Copy the data exactly from the line that contains "Post request including" through the line that contains "self: 'Text', link: 'Link'", keeping both end lines and leaving out everything else.

[Start of Attachment]

PR #802, opened 2016-10-05
Replace captcha with recaptcha for mweb 2x

jackniu1:
👓 @uzi @KeyserSosa 

Looks like below for recaptcha:

screen shot 2016-10-05 at 12 08 06 pm

Post request including the recaptcha response (header name will be 'g-recaptcha-response' after this PR shipped: https://github.com/reddit/node-api-client/pull/165):

screen shot 2016-10-05 at 12 09 50 pm

Thanks.

### DIFF
--- a/src/app/components/PostSubmitModal/index.jsx
+++ b/src/app/components/PostSubmitModal/index.jsx
@@ -7,7 +7,7 @@ import { Anchor, JSForm } from '@r/platform/components';
 
 import cx from 'lib/classNames';
 import Modal from '../Modal';
-import CaptchaBox from '../CaptchaBox';
+import ReCaptchaBox from '../ReCaptchaBox';
 import * as postingActions from 'app/actions/posting';
 import './styles.less';
 
@@ -16,7 +16,6 @@ const T = React.PropTypes;
 const MODAL_TITLE_TEXT = { self: 'Text', link: 'Link' };
 const SELECT_COMMUNITY = 'Select a community';
 const TITLE_PLACEHOLDER = 'Add an interesting title';
-const CAPTCHA_URL_BASE = 'https://www.reddit.com/captcha/';
 
 class PostSubmitModal extends React.Component {
   static propTypes = {
@@ -27,9 +26,9 @@ class PostSubmitModal extends React.Component {
     showCaptcha: T.bool.isRequired,
     submissionType: T.string.isRequired,
     onFieldUpdate: T.func.isRequired,
+    onRecaptchaLoaded: T.func.isRequired,
     onSubmit: T.func.isRequired,
     onCloseCaptcha: T.func.isRequired,
-    onGetNewCaptcha: T.func.isRequired,
   };
 
   render() {
@@ -38,11 +37,9 @@ class PostSubmitModal extends React.Component {
       readyToPost,
       onSubmit,
       onFieldUpdate,
-      captchaText,
-      captchaImgUrl,
+      onRecaptchaLoaded,
       showCaptcha,
       onCloseCaptcha,
-      onGetNewCaptcha,
       title: postTitle,
     } = this.props;
 
@@ -73,12 +70,9 @@ class PostSubmitModal extends React.Component {
         </JSForm>
 
         { showCaptcha ?
-          <CaptchaBox
-            captchaText={ captchaText }
-            captchaImgUrl={ captchaImgUrl }
+          <ReCaptchaBox
             onCloseCaptcha={ onCloseCaptcha }
-            onFieldUpdate={ onFieldUpdate }
-            onGetNewCaptcha={ onGetNewCaptcha }
+            onRecaptchaLoaded={ onRecaptchaLoaded }
             onSubmit={ onSubmit }
           /> :
           null }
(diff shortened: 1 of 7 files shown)


KeyserSosa:
Seems we'll have to do a synchronized cutover on this together with the backend changes or thinks will get a little break-y?

uzi:
👓  @phil303  -- he's god good context on this as he did the posts support

phil303:
hey @jackniu1! Thanks for your work here. This is pretty close but it needs a little css help.
screen shot 2016-10-05 at 2 49 48 pm

The reason this isn't centered is due to this rule: https://github.com/reddit/reddit-mobile/pull/802/files#diff-49fbb7767e22d7ff2988143e8fe0889bR31. If you remove it, that box should center right up. You can also remove the `margin: auto` underneath since the `ReCaptcha` class has a `display: inline-block` rule set and the wrapping div is `text-align: center`. Let me know if you have any questions on this!

src/app/components/ReCaptchaBox/index.jsx
```diff
@@ -0,0 +1,46 @@
...
+    onFieldAssign,
+    onSubmit,
+  } = props;
+
+  const { recaptchaSitekey } = config;
+
+  function setRecaptchaResponse(value) {
+    onFieldAssign('gRecaptchaResponse', value);
+  }
+  setRecaptchaResponse.bind(this);
```
phil303: this actually creates a new function that you need to assign to a variable to use. Additionally, you don't even need to do this since you're not really leveraging the context variable `this`.

src/app/components/ReCaptchaBox/index.jsx
```diff
@@ -0,0 +1,46 @@
...
+  return (
+    <div className='ReCaptchaBox'>
+      <div onClick={ onCloseCaptcha } className='icon icon-nav-close icon-large'></div>
+      <div className='ReCaptchaBox__question'>
+        Ok, one more thing... You're human right?
+      </div>
+      <div className='ReCaptchaBox__captcha'>
+        <ReCaptcha
+          sitekey={ recaptchaSitekey }
+          onSuccess={ setRecaptchaResponse }
```
phil303: This line can just look like this:
```jsx
onSuccess={ value => onFieldAssign('gRecaptchaResponse', value) }
```

phil303:
You should be able to safely delete CaptchaBox and its associated code now.

src/app/components/ReCaptchaBox/styles.less
```diff
@@ -0,0 +1,46 @@
+@import (reference) '~app/less/variables';
+@import (reference) '~app/less/themes/themeify';
+
+.ReCaptchaBox {
+  z-index: 3;
```
phil303: these are now defined in variables.less, you should be able to just start using `@z-index-modal`.

phil303:
@jackniu1 How do I get this working locally?

src/app/components/PostSubmitModal/index.jsx
```diff
@@ -189,20 +181,19 @@ const mapStateToProps = createSelector(
 const dispatcher = dispatch => {
   return {
     onFieldUpdate: (name, e) => dispatch(postingActions.updateField(name, e.target.value)),
+    onFieldAssign: (name, value) => dispatch(postingActions.updateField(name, value)),
```
phil303: i'm not in love with this name. What if you called it `onRecaptchaLoaded`?

phil303:
:nail_care: Pretty solid so far! Let me know if you have any questions on any of the comments left.

src/app/components/ReCaptchaBox/index.jsx
jackniu1: Done. Thanks Phil!

src/app/components/ReCaptchaBox/index.jsx
jackniu1: Cool, happy to learn how to cook with JS :)

src/app/components/ReCaptchaBox/styles.less
jackniu1: Done.

src/app/components/PostSubmitModal/index.jsx
jackniu1: Sure, Updated.

jackniu1:
💇 

Hey Phil, I updated the config.js, and setup the start.sh file with help from Joshua.

Let me know if you need these infos from me.

Thanks.

jackniu1:
@KeyserSosa , I could add some checking to by-pass mweb when deploy the r2 patch, or if we could tolerate a little bit break-y, I could deploy all the patches together.

phil303:
Just to have record of it, the open questions on this patch are:
- [ ] How do we test this end to end if we can't submit a post while on `localhost`?
- [ ] How do we handle the sitekey?

Once those are answered, I think this should be ready to go :nail_care:

KeyserSosa:
🏃 I'm way out of my league here and you're in good hands.

jackniu1:
💇 

Replace sitekey in config.js to recaptcha key.

Tried manually to verify the g-recaptcha-response, seems did not work out.
Even register could not pass the recaptcha test (not sure how register was tested with recaptcha for localhost).

I am going to deploy r2 code today, which will by-pass mweb post submit. Maybe we could do test on prod after r2 deployed.

Thanks.

jackniu1:
So r2 was deployed out today. Right now mweb post submitting was by-passed recaptcha validation.

uzi:
To test this, we'll need @KeyserSosa to temporarily allow localhost to use the production recaptcha key.  That's how we did the registration testing.

uzi:
That answered one of @phil303's questions... I don't understand the "How do we handle the sitekey?" one.  It's in the config... and a few people have access to configure which domains can use it.  That should allow testing and verification.

But yeah -- it's looking pretty decent to me once it's properly tested.

jackniu1:
Tested locally with localhost instance. 

Also added localhost to reddit.com recaptcha domain, however, this has to be tested after this patch went out.

jackniu1:
👓 @schwers 

Could you pls review the 2nd commit to upgrade the api-client
version?

Thanks.

schwers:
:fish: second commit to upgrade api-client is spot on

[End of Attachment]

== Result ==
Post request including the recaptcha response (header name will be 'g-recaptcha-response' after this PR shipped: https://github.com/reddit/node-api-client/pull/165):

screen shot 2016-10-05 at 12 09 50 pm

Thanks.

### DIFF
--- a/src/app/components/PostSubmitModal/index.jsx
+++ b/src/app/components/PostSubmitModal/index.jsx
@@ -7,7 +7,7 @@ import { Anchor, JSForm } from '@r/platform/components';
 
 import cx from 'lib/classNames';
 import Modal from '../Modal';
-import CaptchaBox from '../CaptchaBox';
+import ReCaptchaBox from '../ReCaptchaBox';
 import * as postingActions from 'app/actions/posting';
 import './styles.less';
 
@@ -16,7 +16,6 @@ const T = React.PropTypes;
 const MODAL_TITLE_TEXT = { self: 'Text', link: 'Link' };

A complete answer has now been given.